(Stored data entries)
━━━━━━

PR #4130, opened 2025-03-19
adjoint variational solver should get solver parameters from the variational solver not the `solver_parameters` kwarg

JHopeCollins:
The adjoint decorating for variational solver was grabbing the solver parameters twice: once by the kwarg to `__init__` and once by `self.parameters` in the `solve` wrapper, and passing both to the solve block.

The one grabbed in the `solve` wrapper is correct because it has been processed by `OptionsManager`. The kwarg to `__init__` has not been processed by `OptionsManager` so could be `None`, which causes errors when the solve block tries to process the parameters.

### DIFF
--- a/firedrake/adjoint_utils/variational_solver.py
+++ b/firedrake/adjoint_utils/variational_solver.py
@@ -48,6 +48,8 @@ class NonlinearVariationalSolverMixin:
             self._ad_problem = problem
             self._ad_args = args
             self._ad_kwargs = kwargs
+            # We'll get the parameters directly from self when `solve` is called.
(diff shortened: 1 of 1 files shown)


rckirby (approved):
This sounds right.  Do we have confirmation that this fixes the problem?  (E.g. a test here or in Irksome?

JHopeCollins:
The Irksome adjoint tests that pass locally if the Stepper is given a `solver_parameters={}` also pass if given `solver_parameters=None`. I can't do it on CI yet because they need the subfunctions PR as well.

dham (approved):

━━━━━━

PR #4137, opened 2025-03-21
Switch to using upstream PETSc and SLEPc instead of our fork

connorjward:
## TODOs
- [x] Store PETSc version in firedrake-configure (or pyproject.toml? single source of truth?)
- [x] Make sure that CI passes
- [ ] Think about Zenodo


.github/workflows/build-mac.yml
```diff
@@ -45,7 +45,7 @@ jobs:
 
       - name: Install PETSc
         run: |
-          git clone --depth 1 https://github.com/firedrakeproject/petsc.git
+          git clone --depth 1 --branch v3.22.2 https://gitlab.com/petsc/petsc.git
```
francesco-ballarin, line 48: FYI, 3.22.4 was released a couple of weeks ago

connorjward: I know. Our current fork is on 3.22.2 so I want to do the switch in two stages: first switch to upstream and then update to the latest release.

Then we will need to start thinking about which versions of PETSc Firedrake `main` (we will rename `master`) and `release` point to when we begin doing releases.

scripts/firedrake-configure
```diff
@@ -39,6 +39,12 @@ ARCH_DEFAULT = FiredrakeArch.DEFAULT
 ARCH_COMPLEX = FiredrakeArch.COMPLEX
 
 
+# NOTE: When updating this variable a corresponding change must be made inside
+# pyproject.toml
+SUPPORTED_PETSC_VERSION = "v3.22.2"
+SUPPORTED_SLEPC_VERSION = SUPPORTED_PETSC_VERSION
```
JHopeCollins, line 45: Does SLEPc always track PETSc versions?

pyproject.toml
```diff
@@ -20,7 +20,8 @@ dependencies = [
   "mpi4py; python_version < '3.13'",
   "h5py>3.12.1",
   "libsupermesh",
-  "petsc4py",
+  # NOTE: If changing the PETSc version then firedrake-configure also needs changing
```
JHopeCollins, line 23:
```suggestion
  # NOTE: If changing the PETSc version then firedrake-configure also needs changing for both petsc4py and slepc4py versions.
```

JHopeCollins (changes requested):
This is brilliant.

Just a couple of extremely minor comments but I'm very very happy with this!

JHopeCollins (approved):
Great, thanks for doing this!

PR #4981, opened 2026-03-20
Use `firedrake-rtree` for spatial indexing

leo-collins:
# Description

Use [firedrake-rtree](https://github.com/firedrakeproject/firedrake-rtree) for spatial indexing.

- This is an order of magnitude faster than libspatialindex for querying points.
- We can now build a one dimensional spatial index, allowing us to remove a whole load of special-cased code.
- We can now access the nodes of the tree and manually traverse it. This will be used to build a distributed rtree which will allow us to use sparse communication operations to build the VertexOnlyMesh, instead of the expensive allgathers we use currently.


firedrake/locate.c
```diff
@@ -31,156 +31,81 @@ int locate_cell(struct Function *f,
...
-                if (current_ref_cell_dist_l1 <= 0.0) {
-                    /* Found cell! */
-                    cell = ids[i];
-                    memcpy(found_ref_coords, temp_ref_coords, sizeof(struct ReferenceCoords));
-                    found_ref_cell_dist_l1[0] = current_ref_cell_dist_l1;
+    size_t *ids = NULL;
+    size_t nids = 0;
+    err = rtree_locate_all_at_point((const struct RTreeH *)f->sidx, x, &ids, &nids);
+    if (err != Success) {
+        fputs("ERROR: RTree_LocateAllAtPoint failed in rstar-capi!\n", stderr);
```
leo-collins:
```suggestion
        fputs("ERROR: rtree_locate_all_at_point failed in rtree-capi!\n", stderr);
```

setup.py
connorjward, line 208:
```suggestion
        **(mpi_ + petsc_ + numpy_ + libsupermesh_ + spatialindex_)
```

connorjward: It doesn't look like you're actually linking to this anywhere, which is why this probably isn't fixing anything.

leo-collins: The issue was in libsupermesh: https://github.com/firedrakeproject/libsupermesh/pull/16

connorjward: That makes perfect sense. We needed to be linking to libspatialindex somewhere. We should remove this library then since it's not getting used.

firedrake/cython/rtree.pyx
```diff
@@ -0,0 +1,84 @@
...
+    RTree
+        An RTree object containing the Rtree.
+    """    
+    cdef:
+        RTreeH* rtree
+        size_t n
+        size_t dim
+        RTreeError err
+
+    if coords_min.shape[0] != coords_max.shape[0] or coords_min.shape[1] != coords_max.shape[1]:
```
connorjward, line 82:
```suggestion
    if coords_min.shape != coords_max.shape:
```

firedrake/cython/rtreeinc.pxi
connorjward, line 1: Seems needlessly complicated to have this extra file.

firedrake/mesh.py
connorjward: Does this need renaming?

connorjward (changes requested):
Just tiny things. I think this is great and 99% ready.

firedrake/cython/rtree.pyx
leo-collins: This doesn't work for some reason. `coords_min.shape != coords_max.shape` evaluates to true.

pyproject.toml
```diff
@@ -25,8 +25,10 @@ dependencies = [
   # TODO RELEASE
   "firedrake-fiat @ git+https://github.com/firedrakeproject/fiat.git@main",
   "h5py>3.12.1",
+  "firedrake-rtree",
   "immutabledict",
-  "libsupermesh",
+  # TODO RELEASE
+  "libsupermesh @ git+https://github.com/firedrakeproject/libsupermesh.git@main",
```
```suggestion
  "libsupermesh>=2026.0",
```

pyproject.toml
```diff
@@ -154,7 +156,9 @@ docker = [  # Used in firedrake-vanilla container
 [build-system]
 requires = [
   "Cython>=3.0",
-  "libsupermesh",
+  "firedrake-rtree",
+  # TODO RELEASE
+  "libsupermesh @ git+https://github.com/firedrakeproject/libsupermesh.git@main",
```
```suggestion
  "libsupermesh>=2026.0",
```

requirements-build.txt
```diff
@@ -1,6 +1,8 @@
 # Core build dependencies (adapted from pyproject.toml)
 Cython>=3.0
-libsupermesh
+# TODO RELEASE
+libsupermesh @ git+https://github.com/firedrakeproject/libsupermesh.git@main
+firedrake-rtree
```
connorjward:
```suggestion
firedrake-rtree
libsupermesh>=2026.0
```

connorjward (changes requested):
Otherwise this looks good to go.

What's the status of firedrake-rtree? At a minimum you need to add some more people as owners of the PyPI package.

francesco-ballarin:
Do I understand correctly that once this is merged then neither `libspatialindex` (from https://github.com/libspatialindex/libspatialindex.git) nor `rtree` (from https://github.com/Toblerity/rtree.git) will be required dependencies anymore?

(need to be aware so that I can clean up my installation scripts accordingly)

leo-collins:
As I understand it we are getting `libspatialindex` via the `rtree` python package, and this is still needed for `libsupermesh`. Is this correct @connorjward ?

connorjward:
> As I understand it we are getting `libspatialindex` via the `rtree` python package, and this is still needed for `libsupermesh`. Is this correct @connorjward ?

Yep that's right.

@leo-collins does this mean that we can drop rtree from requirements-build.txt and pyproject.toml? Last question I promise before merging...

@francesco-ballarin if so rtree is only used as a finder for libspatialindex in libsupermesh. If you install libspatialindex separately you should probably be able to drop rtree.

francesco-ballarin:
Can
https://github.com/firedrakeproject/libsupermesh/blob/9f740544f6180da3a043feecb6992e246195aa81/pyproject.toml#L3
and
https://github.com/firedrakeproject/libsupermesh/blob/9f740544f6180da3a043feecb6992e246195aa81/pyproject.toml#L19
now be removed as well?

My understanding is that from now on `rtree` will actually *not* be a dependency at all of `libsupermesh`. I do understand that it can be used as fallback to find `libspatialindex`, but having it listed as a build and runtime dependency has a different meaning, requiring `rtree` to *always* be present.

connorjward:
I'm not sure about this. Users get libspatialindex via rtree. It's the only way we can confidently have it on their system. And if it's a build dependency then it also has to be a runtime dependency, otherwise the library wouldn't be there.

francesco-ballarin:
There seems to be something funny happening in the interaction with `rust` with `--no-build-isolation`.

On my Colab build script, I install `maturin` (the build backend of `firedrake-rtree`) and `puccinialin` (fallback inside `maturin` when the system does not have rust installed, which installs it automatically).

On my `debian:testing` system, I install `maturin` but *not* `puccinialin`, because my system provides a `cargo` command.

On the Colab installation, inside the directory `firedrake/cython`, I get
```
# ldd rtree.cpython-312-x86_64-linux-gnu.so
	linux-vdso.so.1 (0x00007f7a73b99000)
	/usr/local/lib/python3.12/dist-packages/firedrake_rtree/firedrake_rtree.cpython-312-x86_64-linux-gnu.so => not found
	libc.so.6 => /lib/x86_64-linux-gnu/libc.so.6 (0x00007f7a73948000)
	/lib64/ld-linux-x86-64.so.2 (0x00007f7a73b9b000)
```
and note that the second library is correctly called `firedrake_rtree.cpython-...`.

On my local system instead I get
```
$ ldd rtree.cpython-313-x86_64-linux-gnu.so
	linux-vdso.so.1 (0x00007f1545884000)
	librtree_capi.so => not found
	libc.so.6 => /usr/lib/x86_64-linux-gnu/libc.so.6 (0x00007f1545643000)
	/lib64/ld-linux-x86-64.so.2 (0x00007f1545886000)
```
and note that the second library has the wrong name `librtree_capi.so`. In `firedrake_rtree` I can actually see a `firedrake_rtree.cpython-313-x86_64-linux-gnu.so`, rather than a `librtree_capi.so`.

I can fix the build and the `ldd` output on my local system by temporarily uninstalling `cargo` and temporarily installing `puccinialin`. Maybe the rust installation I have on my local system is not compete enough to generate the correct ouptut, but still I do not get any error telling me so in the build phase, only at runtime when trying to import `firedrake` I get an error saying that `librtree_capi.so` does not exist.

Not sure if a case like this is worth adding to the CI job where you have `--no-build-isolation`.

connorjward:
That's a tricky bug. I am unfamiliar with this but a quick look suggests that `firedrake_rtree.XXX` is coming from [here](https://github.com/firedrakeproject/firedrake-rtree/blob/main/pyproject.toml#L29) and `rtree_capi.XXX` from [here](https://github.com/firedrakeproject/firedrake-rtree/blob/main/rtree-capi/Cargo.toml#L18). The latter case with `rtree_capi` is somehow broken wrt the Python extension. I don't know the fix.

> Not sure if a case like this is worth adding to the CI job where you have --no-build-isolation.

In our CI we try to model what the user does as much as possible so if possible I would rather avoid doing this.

━━━━━━

From the entries above, give again exactly the lines running from the line with "- [x] Store" to the line with "francesco-ballarin, line 48: FYI, 3.22.4"; include both of those lines.

- _Task answer_
- [x] Store PETSc version in firedrake-configure (or pyproject.toml? single source of truth?)
- [x] Make sure that CI passes
- [ ] Think about Zenodo


.github/workflows/build-mac.yml
```diff
@@ -45,7 +45,7 @@ jobs:
 
       - name: Install PETSc
         run: |
-          git clone --depth 1 https://github.com/firedrakeproject/petsc.git
+          git clone --depth 1 --branch v3.22.2 https://gitlab.com/petsc/petsc.git
```
francesco-ballarin, line 48: FYI, 3.22.4 was released a couple of weeks ago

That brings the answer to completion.